Enable server-side multi-packet buffering Select this field if you want the SafeLinx Server to join multiple packets together when it transmits data to SafeLinx Clients. Joining packets decreases the total number of packets and makes more efficient use of the transport layer.
Maximum size of a multi-packet buffer The maximum number of bytes of data that can be transmitted as a single chunk.
Minimum free space required to load packets The minimum amount of space in bytes that the buffer must contain before more data is added to it. The buffer contains the data that is transmitted as a single chunk.
TCP protocol optimization Select this field if you want SafeLinx Clients that connect through an MNC that uses this transport profile to attempt TCP optimization.
TCP retransmit suppression timer If TCP optimization is enabled, this field specifies the amount of time that retransmitted packets are blocked from delivery.

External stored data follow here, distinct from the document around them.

PR #1125, opened 2026-05-26
feat(FluidDynamics): Adding more fluid dynamics - continuation of PR #949 and #1112 ,

FloWsnr:
## Summary

This PR extends the fluid dynamics API with reusable foundations for incompressibility, continuity, momentum balance, Euler flow, and Bernoulli flow based. It copies PR #949 ideas refactored based on the structure agreed upon in #1112 .

### Structure

I realized that we previously placed general equations into the Navier-Stokes namespace which instead should be general FluidDynamics, since they will be reused by systems other than Navier-Stokes. 

- Moves the continuity equation out of `NavierStokes/` into reusable `FluidDynamics/Continuity.lean`.
- Extracts generic momentum-density, momentum-flux, material-acceleration, and conservative/convective momentum LHS definitions into `FluidDynamics/Momentum.lean`.
- Updates Navier-Stokes files to reuse the shared continuity and momentum infrastructure.

### Additions

- Adds general incompressibility predicates in `FluidDynamics/Incompressible.lean`. This can be reused in Navier-Stokes, Euler and other fluid systems.
- Adds Euler momentum equations in conservative and convective form.
- Adds Bernoulli-flow data, steady-flow, material-derivative, isentropic-flow, Bernoulli-function, and Bernoulli-law predicates.

## Notes

This branch intentionally keeps the new fluid definitions dimension-generic and avoids recreating the older `IdealFluid` wrapper from PR #949.


Physlib/FluidDynamics/Euler/Basic.lean
```diff
@@ -0,0 +1,156 @@
...
+
+/-!
+
+## D. Equivalence of conservative and convective Euler forms
+
+-/
+
+/-- The conservative and convective Euler forms are equivalent when the fields are
+differentiable enough for the product rules. -/
+theorem Euler_iff_ConvectiveEuler
```
jstoobysmith: should be e.g. `euler_iff_convectiveEuler`

Physlib/FluidDynamics/Euler/Basic.lean
```diff
@@ -0,0 +1,156 @@
...
+
+-/
+
+/-- The conservative Euler equations: classical continuity and conservative momentum balance. -/
+def Euler (d : ℕ) (data : FluidInEulerBalance d) : Prop :=
+  ClassicalContinuityEquation d data.toFluidState ∧
+    EulerMomentumEquation d data
+
+/-- The convective Euler equations: classical continuity and convective momentum balance. -/
+def ConvectiveEuler (d : ℕ) (data : FluidInEulerBalance d) : Prop :=
```
jstoobysmith: I would remove this, and just include this in the theorem below.

Physlib/FluidDynamics/Euler/Basic.lean
```diff
@@ -0,0 +1,156 @@
...
+`partial_t (rho u) + matrixDiv (rho u ⊗ u) = -grad p + rho f`. -/
+def EulerMomentumEquation (d : ℕ) (data : FluidInEulerBalance d) : Prop :=
+  ∀ t x, conservativeMomentumLHS d data.toFluidState t x =
+    eulerMomentumRHS d data t x
+
+/-- Euler momentum balance in convective form,
+`rho (partial_t u + (u · grad)u) = -grad p + rho f`. -/
+def ConvectiveEulerMomentumEquation (d : ℕ) (data : FluidInEulerBalance d) : Prop :=
+  ∀ t x, convectiveMomentumLHS d data.toFluidState t x =
+    eulerMomentumRHS d data t x
```
jstoobysmith: How needed are these? Could they just be put in the propositions below direction?

Physlib/FluidDynamics/Euler/Basic.lean
FloWsnr: done. Btw, is there a way to bake these rules into the linter since I keep making the same mistake?

Physlib/FluidDynamics/Euler/Basic.lean
FloWsnr: done

Physlib/FluidDynamics/Euler/Basic.lean
FloWsnr: did that, agreed

Physlib/FluidDynamics/Euler/Basic.lean
```diff
@@ -0,0 +1,138 @@
...
+
+/-!
+
+## D. Equivalence of conservative and convective Euler forms
+
+-/
+
+/-- The conservative and convective Euler forms are equivalent when the fields are
+differentiable enough for the product rules. -/
+theorem euler_iff_convectiveEuler
```
jstoobysmith, line 65: This should now be `euler_iff_convective_euler`

Physlib/FluidDynamics/Euler/Bernoulli.lean
```diff
@@ -0,0 +1,131 @@
...
+  ∀ t x, data.bodyForce t x = -(∇ data.potential x)
+
+/-!
+
+## C. Flow-state predicates
+
+-/
+
+/-- A fluid state is steady when the velocity has zero time derivative everywhere. -/
+def isSteady (d : ℕ) (fluid : FluidState d) : Prop :=
```
jstoobysmith: Since this is a proposition, `IsSteady`

Physlib/FluidDynamics/Euler/Bernoulli.lean
```diff
@@ -0,0 +1,131 @@
...
+  ∀ t x, ∂ₜ (fluid.velocity · x) t = 0
+
+/-- The material derivative `D_t f = partial_t f + u · grad f` of a scalar field. -/
+noncomputable def materialDerivative (d : ℕ) (fluid : FluidState d)
+    (field : ScalarField d) : ScalarField d :=
+  fun t x => ∂ₜ (field · x) t + ⟪fluid.velocity t x, ∇ (field t) x⟫_ℝ
+
+/-- A Bernoulli flow is isentropic when the entropy is materially conserved. -/
+def isIsentropic (d : ℕ) (data : FluidInBernoulliFlow d) : Prop :=
```
jstoobysmith: Likewise `IsIsentropic`

Physlib/FluidDynamics/Euler/Basic.lean
```diff
@@ -0,0 +1,138 @@
...
+namespace FluidDynamics
+
+/-!
+
+## A. Euler data
+
+-/
+
+/-- The fields needed for Euler momentum balance: fluid state, pressure, and body force. -/
+structure FluidInEulerBalance (d : ℕ) extends FluidState d where
```
jstoobysmith: This is ok for now - but I think we should have a think about how we name all of these things

Physlib/FluidDynamics/Euler/Basic.lean
```diff
@@ -0,0 +1,138 @@
...
+  bodyForce : BodyForce d
+
+/-!
+
+## B. Euler momentum right-hand side
+
+-/
+
+/-- The right-hand side of Euler momentum balance, `-grad p + rho f`. -/
+noncomputable def eulerMomentumRHS (d : ℕ) (data : FluidInEulerBalance d) : VectorField d :=
```
jstoobysmith: Is there a better name for this which gives across the physical meaning? If not, maybe we should not define it explicitly. Similarly with other definitions like this.

Physlib/FluidDynamics/Euler/Basic.lean
jstoobysmith: The idea would be to have some key data structures `FluidState`, `FluidInEulerBalance`, etc. with which we organize the folders around.

Physlib/FluidDynamics/Euler/Basic.lean
jstoobysmith: This should be possible. If you make a comment here about this, someone might pick it up as something to do: https://leanprover.zulipchat.com/#narrow/channel/479953-Physlib/topic/Infrastructure.20ideas/with/597860431

Physlib/FluidDynamics/Euler/Basic.lean
FloWsnr: done

Physlib/FluidDynamics/Euler/Bernoulli.lean
FloWsnr: done

Physlib/FluidDynamics/Euler/Bernoulli.lean
FloWsnr: done

Physlib/FluidDynamics/Euler/Basic.lean
FloWsnr: I now called it `eulerForceDensity` which is accurate but not really great. We can also inline twice, for both Euler equations. It really depends on whether future lemma will be using this. I don't know...

Physlib/FluidDynamics/Euler/Basic.lean
FloWsnr: Yes, I am not happy with the naming of all the structures, except `FluidState` which is fine.
I don't have a great idea tho. 
Perhaps it's better to define a few overarching structures like

- FluidState
- ThermodynamicFluidState

which provide "all" parameters we might need. The functions (NavierStokes, Euler, Bernoulli) would then all use these even though some fields are not needed for this.
But again, not super convinced yet

Physlib/FluidDynamics/Momentum.lean
```diff
@@ -0,0 +1,193 @@
...
+namespace FluidDynamics
+
+/-!
+
+## A. Momentum fields
+
+-/
+
+/-- The momentum density `rho u`. -/
+def momentumDensity (d : ℕ) (fluid : FluidState d) : MomentumDensityField d :=
```
jstoobysmith: All these should be in the FluidState namespac

Physlib/FluidDynamics/Euler/Basic.lean
jstoobysmith: Would splitting based on kinematics vs dynamics work? Which of these quantities are actually derived and which define the system?

jstoobysmith:
I think it might be best to sort this `Fluid` structure out first before merging this, as I think it will help with the organization of things.

FloWsnr:
I spent some time thinking about this and this is my current favorite:

Two main fluid data structures:

The generic kinematic fluid data
```lean
structure FluidFlow (d : ℕ) where
    massDensity : MassDensity d
    velocity : VelocityField d
```
and the generic dynamic fluid data, based on the generic [Cauchy momentum equation.](https://en.wikipedia.org/wiki/Cauchy_momentum_equation)

```lean
structure CauchyFlow (d : ℕ) extends FluidFlow d where
    stress : CauchyStress d
    bodyForce : SpecificBodyForce d
```

We can then use definitions/predicates for the physical cases.
```lean
def IsUnforced (d : ℕ) (flow : CauchyFlow d) : Prop :=
    ∀ t x, flow.bodyForce t x = 0

def HasConservativeBodyForce
      (d : ℕ) (flow : CauchyFlow d) (potential : Space d → ℝ) : Prop :=
    ∀ t x, flow.bodyForce t x = -(∇ potential x)

def IsInviscid
      (d : ℕ) (flow : CauchyFlow d) (pressure : ScalarField d) : Prop :=
    ∀ t x, flow.stress t x = -pressure t x • 1

def IsNewtonian
      (d : ℕ) (flow : CauchyFlow d)
      (pressure shearViscosity bulkViscosity : ScalarField d) : Prop :=
```

And define force-density helpers:

```lean
noncomputable def bodyForceDensity (d : ℕ) (flow : CauchyFlow d) : VectorField d :=
    fun t x => flow.massDensity t x • flow.bodyForce t x

noncomputable def stressForceDensity (d : ℕ) (flow : CauchyFlow d) : VectorField d :=
    fun t x => matrixDiv d (flow.stress t) x

noncomputable def totalForceDensity (d : ℕ) (flow : CauchyFlow d) : VectorField d :=
    fun t x => stressForceDensity d flow t x + bodyForceDensity d flow t x
```
  
Then the aforementioned Cauchy momentum equation is the generic:

```lean
def CauchyMomentumEquation (d : ℕ) (flow : CauchyFlow d) : Prop :=
    ∀ t x, conservativeMomentumLHS d flow.toFluidFlow t x = totalForceDensity d flow t x
```

Euler becomes:
```lean
def Euler (d : ℕ) (flow : CauchyFlow d) (pressure : ScalarField d) : Prop :=
    ClassicalContinuityEquation d flow.toFluidFlow ∧
      CauchyMomentumEquation d flow ∧
        IsInviscid d flow pressure
```
  Navier-Stokes becomes:
```lean
def NavierStokes
      (d : ℕ) (flow : CauchyFlow d)
      (pressure shearViscosity bulkViscosity : ScalarField d) : Prop :=
    ClassicalContinuityEquation d flow.toFluidFlow ∧
      CauchyMomentumEquation d flow ∧
        IsNewtonian d flow pressure shearViscosity bulkViscosity
```

If we want to work with thermodynamic equations (Bernoulli, energy balances etc), we should introduce a single new structure with combines flow with thermodynamics.

```lean
structure ThermodynamicCauchyFlow (d : ℕ) extends CauchyFlow d where
    entropy : ScalarField d
    enthalpy : ScalarField d
-- perhaps also
    temperature : ScalarField d
    heatFlux : VectorField d
```

With this, we can basically describe all fluid flow situations.
What do you think of this?

jstoobysmith:
It is unclear why something like `pressure` is not in `FluidFlow` here? Maybe because you can get it from the stress?

jstoobysmith:
I also think something like `HasConservativeBodyForce` should be an exists statement, not include a potential.

FloWsnr:
yes exactly, you get it from the stress:

In my idea, FluidFlow is meant to be the minimal kinematic/mass-transport object, not the full dynamic fluid model. Pressure is not needed for continuity, incompressibility, material derivatives, or kinetic quantities.

Once we move to momentum balance, I think the more invariant field is the Cauchy stress tensor; pressure then appears through stress laws, e.g. inviscid stress σ = -p I or Newtonian stress σ = -p I + τ.

jstoobysmith:
How does viscosity come into this all?

FloWsnr:
Viscosity is just another form of **stress** in the Cauchy version.
As above for the Newtonian stress:

```lean
σ = -p I + viscousStress
```

The total stress is `pressure (p)` plus `viscosity`.

jstoobysmith:
Ok great! This looks good then. I wonder if FluidKinematics and FluidDynamics would be better names, but I’m also happy with what you have callled them. Would you be able to restructure the API around these?

FloWsnr:
Great!
`FluidKinematics` could be okay, but `FluidDynamics` would be ugly inside the namespace which is already called `FluidDynamics` as well, right? 

I will get right onto it and refactor...

jstoobysmith:
Yeah - ok let’s keep names as they are

FloWsnr:
okay, check out the new structure and let me know what you think:

## Main changes

- We renamed the minimal carrier from `FluidState` to `FluidFlow`. It still contains only `rho` and `velocity`,

- We replaced the old usage-shaped structures with 2 physically meaningful layers:
  - `CauchyFlow extends FluidFlow` with `stress` and `bodyForce`
  - `ThermodynamicCauchyFlow extends CauchyFlow` with `entropy` and `enthalpy`.

- We added a shared Cauchy momentum layer. This defines the generic balance
  `conservativeMomentumLHS = matrixDiv stress + rho • bodyForce`
  plus the convective version and their equivalence theorem. This replaces the old Navier-Stokes-specific momentum module.

- Euler now uses `CauchyFlow` plus an `IsInviscid` predicate. Pressure appears only through the stress law `stress = -p I`, not as a field of the flow.

- Navier-Stokes now uses `CauchyFlow` plus an `IsNewtonian` predicate. Pressure and viscosities are parameters to `newtonianStressTensor`, so viscosity enters through stress, exactly as discussed in the PR.

- Bernoulli no longer has a separate `FluidInBernoulliFlow` structure. It uses `ThermodynamicCauchyFlow` and takes the external potential explicitly. `HasConservativeBodyForce` was changed to existential form: there exists a potential.

## Side changes

- Reorganized namespaces: FluidFlow.* now contains flow-derived continuity, incompressibility, momentum, acceleration, and time-independence APIs. CauchyFlow.* now contains Cauchy momentum equations and Cauchy stress-law helpers/predicates. Equation systems like `Euler`, `ConvectiveEuler`, `NavierStokes`, and `ConvectiveNavierStokes` stayed top-level in FluidDynamics.

- Added the inviscid bridge theorem: `CauchyFlow.matrixDiv_stress_eq_neg_grad_pressure_of_is_inviscid`, showing that inviscid stress -p I gives the usual -grad p force term.


- Moved flow time-independence predicates into FluidFlow: `FluidFlow.DensityTimeIndependent` and `FluidFlow.VelocityTimeIndependent`.

- Removed Bernoulli’s local `IsSteady`, since it only described velocity time-independence and now lives more accurately as `FluidFlow.VelocityTimeIndependent`.

Physlib/FluidDynamics/Basic.lean
jstoobysmith, line 1: Maybe make this file `Basic.lean`

Physlib/FluidDynamics/FluidFlow.lean
```diff
@@ -0,0 +1,121 @@
...
+public import Physlib.SpaceAndTime.Time.Derivatives
+/-!
+
+# Fluid flows
+
+## i. Overview
+
+This module defines the basic fields used to describe a fluid on `d`-dimensional space.
+The core structure `FluidFlow` contains only the density and velocity fields. Additional
+fields used by momentum balance and thermodynamic laws are provided by extension structures.
```
jstoobysmith: Probably write a doc string about the implementation choice here, and why we have chosen the three different structures.

Physlib/FluidDynamics/CauchyMomentum.lean
```diff
@@ -0,0 +1,139 @@
...
+
+-/
+
+/-- The conservative and convective Cauchy momentum equations are equivalent when the classical
+continuity equation holds.
+
+The differentiability assumptions are exactly the product-rule assumptions used to rewrite
+`partial_t (rho u)` and `matrixDiv (rho u ⊗ u)`.
+-/
+theorem cauchy_momentum_iff_convective_cauchy_momentum
```
jstoobysmith: This can have the names of the definitions in it, but would be 

`cauchyMomentumEquation_iff_convectiveCauchyMomentumEquation`

Physlib/FluidDynamics/Euler/Bernoulli.lean
```diff
@@ -0,0 +1,112 @@
...
+  ∀ t x, materialDerivative d flow.toFluidFlow flow.entropy t x = 0
+
+/-!
+
+## C. Bernoulli function
+
+-/
+
+/-- The specific kinetic energy `|u|^2 / 2` of a fluid flow. -/
+noncomputable def specificKineticEnergy (d : ℕ) (fluid : FluidFlow d) : ScalarField d :=
```
jstoobysmith: I think something like this, and `materialDerivative` should go in the `Basic.lean` file

Physlib/FluidDynamics/Euler/Basic.lean
```diff
@@ -0,0 +1,130 @@
...
+
+/-!
+
+## C. Equivalence of conservative and convective Euler forms
+
+-/
+
+/-- The conservative and convective Euler forms are equivalent when the fields are
+differentiable enough for the product rules. -/
+theorem euler_iff_convective_euler
```
jstoobysmith: Same with nameing as mentioned below.

Physlib/FluidDynamics/Euler/Basic.lean
```diff
@@ -0,0 +1,130 @@
...
+namespace CauchyFlow
+
+/-!
+
+## A. Inviscid stress law
+
+-/
+
+/-- A Cauchy flow is inviscid with pressure `p` when its stress is `-p I`. -/
+def IsInviscid (d : ℕ) (flow : CauchyFlow d) (pressure : ScalarField d) : Prop :=
```
jstoobysmith: Maybe include in the docstring here what Inviscid means here

Physlib/FluidDynamics/Euler/Basic.lean
jstoobysmith, line 1: I would think about wether it makes sense to have folders 

```
./CaucyFlow
./FluidState
./ThermodynamicFluid
```

jstoobysmith (commented):
Sorry for my delay here - have been travelling.

jstoobysmith:
@FloWsnr Regarding this, if you don't think you have time to address the reviews, we could put it in the new PhyslibAlpha directory for now. See: 

https://leanprover.zulipchat.com/#narrow/channel/479953-Physlib/topic/PhyslibAlpha/with/601570535

FloWsnr:
Hey, I'm sorry, had some travel & new job. Still plan to do the final fixes asap. I'll try this weekend!

FloWsnr:
I think I addressed all comments now except for the larger rename / restructure into subdirs
> I would think about whether it makes sense to have folders

Not sure if this split up the code too much, but if you want I can quickly do that

jstoobysmith:
@FloWsnr Sorry I think I missed this comment. I think the larger restructure would be good here, as it will make it easier to see what is related to what structure.

FloWsnr:
@jstoobysmith No problem! I just attempted the restructure. Let me know what you think!

Physlib/FluidDynamics/FluidFlow/Continuity.lean
```diff
@@ -67,16 +70,17 @@ This version records the first-order regularity needed by the classical continui
...
 -/
-def SmoothContinuityEquation (d : ℕ) (fluid : FluidState d) : Prop :=
+def SmoothContinuityEquation (d : ℕ) (fluid : FluidFlow d) : Prop :=
   (∀ x, Differentiable ℝ (fluid.rho · x)) ∧
     (∀ t, Differentiable ℝ (fun x => fluid.rho t x • fluid.velocity t x)) ∧
       ∀ t x, continuityResidual d fluid t x = 0
 
 /-- A smooth continuity equation satisfies the guarded classical continuity equation. -/
-lemma SmoothContinuityEquation.toClassical (d : ℕ) (fluid : FluidState d) :
+lemma SmoothContinuityEquation.toClassical (d : ℕ) (fluid : FluidFlow d) :
```
jstoobysmith: this should be called something along the lines `classicalContinuityEquation_of_smoothContinuityEquation`.

Physlib/FluidDynamics/FluidFlow/Incompressible.lean
```diff
@@ -0,0 +1,75 @@
...
+    incompressibilityResidual d fluid t x = 0
+
+/-- A smooth incompressible flow has globally differentiable velocity and vanishing
+incompressibility residual everywhere. -/
+def SmoothIncompressible (d : ℕ) (fluid : FluidFlow d) : Prop :=
+  (∀ t, Differentiable ℝ (fluid.velocity t)) ∧
+    ∀ t x, incompressibilityResidual d fluid t x = 0
+
+/-- A smooth incompressible flow is classically incompressible. -/
+lemma SmoothIncompressible.toClassical (d : ℕ) (fluid : FluidFlow d) :
```
jstoobysmith: Similar here with the naming.

Physlib/FluidDynamics/FluidFlow/Kinematics.lean
```diff
@@ -0,0 +1,78 @@
...
+
+/-- A fluid flow has time-independent density when the density has zero time derivative at
+each spatial point. -/
+def DensityTimeIndependent (d : ℕ) (fluid : FluidFlow d) : Prop :=
+  ∀ t x, ∂ₜ (fluid.rho · x) t = 0
+
+/-- A fluid flow has time-independent velocity when the velocity has zero time derivative at
+each spatial point. -/
+def VelocityTimeIndependent (d : ℕ) (fluid : FluidFlow d) : Prop :=
+  ∀ t x, ∂ₜ (fluid.velocity · x) t = 0
```
jstoobysmith: Not sure how needed these will be, maybe we could just use e.g. `∀ t x, ∂ₜ (fluid.velocity · x) t = 0` explicitly.

Physlib/FluidDynamics/FluidFlow/Momentum.lean
```diff
@@ -54,76 +54,43 @@ namespace NavierStokes
...
 /-!
 
-## D. Equivalence of conservative and convective momentum
+## B. Conservative and convective left-hand sides
 
 -/
 
 /-- The left-hand side of the conservative momentum equation. -/
-noncomputable def conservativeMomentumLHS (d : ℕ) (fluid : FluidState d) : VectorField d :=
+noncomputable def conservativeMomentumLHS (d : ℕ) (fluid : FluidFlow d) : VectorField d :=
```
jstoobysmith: Still not sure about these definitions, if they only appear in a given lemma, then we should write it out explicitly in that lemma or prop.

Physlib/FluidDynamics/CauchyFlow/NavierStokes.lean
jstoobysmith, line 1: Would move to the `CauchyFlow` file.

Physlib/FluidDynamics/CauchyFlow/Newtonian.lean
```diff
@@ -0,0 +1,76 @@
...
+namespace CauchyFlow
+
+/-!
+
+## A. Newtonian stress law
+
+-/
+
+/-- The spatial velocity-gradient matrix, with entries `partial_j u_i`. -/
+noncomputable def velocityGradient (d : ℕ) (flow : FluidFlow d) :
```
jstoobysmith: This should be in `FluidFlow`, no need to redefine it here.

Physlib/FluidDynamics/CauchyFlow/Newtonian.lean
```diff
@@ -0,0 +1,76 @@
...
+    Time → Space d → Matrix (Fin d) (Fin d) ℝ :=
+  fun t x i j => ∂[j] (fun x' => flow.velocity t x' i) x
+
+/-- The Newtonian stress tensor
+`-p I + mu (grad u + grad u^T) + lambda (div u) I`.
+
+The scalar fields are pressure, shear viscosity, and second viscosity.
+-/
```
jstoobysmith, line 40: Likewise, should be in `FluidFlow`

Physlib/FluidDynamics/FluidFlow/Momentum.lean
FloWsnr: They are actually used in Cauchy Flow as well, but we can remove them, I am not super attached to them :D

FloWsnr:
@jstoobysmith Sorry for the long cycles. I applied your comments.

jstoobysmith:
Would it be possible to include the motivation behind the different data structures within the files: 

e.g. for `FluidFlow` etc. why they have the fields that they do, why is that enough, why are non redundent etc. As well as motivation for why we have split things up into these data structures.

Physlib/FluidDynamics/FluidFlow/Momentum.lean
jstoobysmith: I think we should remove them. 

`LHS` isn't really a good name for something, as it is non-physical and depends on how someone writes down an equation. It is much better to package things in definitions which actually have physical meaning, and then to prove things about those.

FloWsnr: Okay, done!

FloWsnr:
@jstoobysmith Added documentation and removed the LHS stuff

jstoobysmith:
I think we are getting there :). Would you mind fixing the merge-conflicts.

jstoobysmith (approved):
Approved - will merge shortly. Thanks for iterating with me on this.

FloWsnr:
Awesome, thanks for all the help!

Packet burst rate The number of packets that are transmitted before the SafeLinx Server waits for acknowledgment. Transmission resumes after an acknowledgment is received.
Maximum number of retransmits The number of times that a packet can be retransmitted before it is discarded and the session is reset.
TCP receive window size The maximum amount of data, in bytes, that can be transmitted before an acknowledgment is received.
Network filters Select filters to specify whether the SafeLinx Client can use certain protocols and ports to send traffic. In this way, the SafeLinx Client can prevent bandwidth delays and possibly avoid unwarranted network charges. You can choose one of the default filters or create your own.
TCP-Lite service Select an option in this field if you want to use a TCP-Lite service as the transport for SafeLinx Clients that connect through an MNC that uses this profile. TCP-Lite services provide more efficient communication in high-latency, low-bandwidth networks. If you do not select a TCP-Lite option, the standard transmission control protocol (TCP) is used.